Tuttavia, per l’illustre medico è preferibile far rispettare (“nel miglior modo possibile”) la legge, piuttosto che il comandamento evangelico “non uccidere” quando si tratta di una vita umana. E questo paradossalmente deriverebbe proprio dalla sua fede religiosa: «Da cattolico che non accetta che una legge non venga applicata». Bene, e se la legge permettesse l’infanticidio dei neonati, come due ricercatori della Consulta di Bioetica Laica, guidata da Maurizio Mori e Beppino Englaro (presidente onorario), hanno teorizzato? Oppure ricordiamo le leggi razziali? La legge andrebbe rispettata (“nel miglior modo possibile”) anche in questo caso? E’ sicuro che il cattolico deve rispettare sempre la legge? Se non è così, con quale criterio decidere quando farlo e quando non? Come ha ricordato Renzo Puccetti, durante il processo di Norimberga si è riconosciuto che esiste «il dovere di disobbedire alle leggi chiaramente riconoscibili come in violazione di principi morali superiori». Forse allora uccidere una vita umana non è in violazione dei principi morali superiori? Forse esistono vite umane la cui uccisione viola “meno” i principi morali? Vite umane più sacrificabili delle altre? Nessuna risposta a questo.

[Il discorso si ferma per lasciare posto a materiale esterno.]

Issue #1790, opened 2024-07-14
Microdata: Faithfulness


shlomihod:
Initiating the microdata subpackage with an implementation of the faithfulness criteria as described in the [Israeli Birth Dataset release](https://arxiv.org/pdf/2405.00267#page=13).

PR #1791, opened 2024-07-14
Microdata: Faithfulness

shlomihod:
Implementing #1790.

Few open questions:

1. How to enforce public knowledge of a LazyDataframe? Perhaps adding SizedLazyFrame? For example,
```python

def sized_lazyframe_domain(lf_domain, size):
    return user_domain(
        f"Sized{lf_domain}", 
        member=lambda x: lf_domain.member(x) and len(x.collect()) == size,
        descriptor={"domain": lf_domain, "size": size})
```

2. How to include `igraph` as optional dependency?

### DIFF
--- a/python/src/opendp/_extrinsics/microdata/faithfulness.py
+++ b/python/src/opendp/_extrinsics/microdata/faithfulness.py
@@ -1,0 +1,128 @@
+from typing import Callable
+
+import polars as pl
+from opendp.mod import Domain, Metric, Transformation
+import opendp.prelude as dp
+from opendp._lib import import_optional_dependency
+from opendp._extrinsics._utilities import to_then, with_privacy
+
+
+__all__ = ["make_faithfulness",
+           "then_faithfulness",
+           "make_private_faithfulness",
+           "then_private_faithfulness"]
+
+
+def make_faithfulness(
+        input_domain: Domain,
+        input_metric: Metric,
+        *,
+        reference_dataset: pl.LazyFrame,
+        similarity: Callable | dict[str, float]) -> Transformation:
+    r"""Construct a Transformation that returns the optimal (maximal) faithfulness of two datasets.
+    Faithfulness assesses whether the released dataset resemble the original dataset in a record-level granularity.
+    Namely, there is a 1-to-1 matching between the records of released dataset and the records of the original dataset: each released record is matched with an original record.
+    Two records are considered similar if their feature space distance, according to the similarity function, is less than or equal to 1.
+
+    Presented in [Israel's Birth Dataset release](https://arxiv.org/pdf/2405.00267#page=13).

Fortunatamente l’ex presidente della Sigo riconosce che l’obiezione di coscienza non disturba l’accesso all’aborto come viene detto da chi vuole impedire la libertà dei medici e anche che «l’obiezione è un diritto che va rispettato», anche se però aggiunge: «esattamente come quello di abortire». Esiste un diritto all’aborto? Quale legge lo stabilisce? Forse la Costituzione parla di diritto? Il laico magistrato Vladimiro Zagrebelsky, ex giudice della Corte europea dei diritti dell’uomo, ha spiegato che «la Corte europea [...] non ha mai affermato che esista un “diritto all’aborto”, anzi ha negato che possa pretendersi una pura e semplice libertà di scelta da parte della donna [...]. Nemmeno la legge italiana prevede un “diritto all’aborto”, essa regola la difficile, drammatica contrapposizione tra la prosecuzione della gravidanza e la tutela della madre». Proprio in questi giorni il Parlamento europeo ha respinto in via definitiva il rapporto Estrela su “Salute e diritti sessuali e riproduttivi”, che avrebbe sponsorizzato l’aborto come diritto umano
Ci sembra abbastanza preoccupante che l’ex Presidente della Società italiana di ginecologia e ostetricia (Sigo) parli di “diritto all’aborto” e dunque mostri di non conoscere la legislazione italiana rispetto all’interruzione di gravidanza. Sopratutto che consideri il rispetto per una legge superiore al rispetto (o al far rispettare, essendo lui obiettore di coscienza) della vita umana. «Sembra poco prudente e esageratamente pericoloso dichiararsi cattolici e pronunciarsi favorevolmente su un atto legislativo le cui conseguenze sono stati così dolorose e cattive», ha commentato il dott. Puccetti. «C’è una contraddizione di fondo nel dirsi cattolico e poi accettare che non si pratichi la carità per il più indifeso degli esseri umani. Non è assurdo che in nome di un diritto presunto alla scelta, si accetti di sopprimere la vita di un innocente bisognoso di accoglienza e di amore?». Quella del Papa citata più sopra «è un’affermazione che non lascia via di fuga. Il Santo Padre porge la sua parola ad ogni uomo, soprattutto a chi si professa cattolico».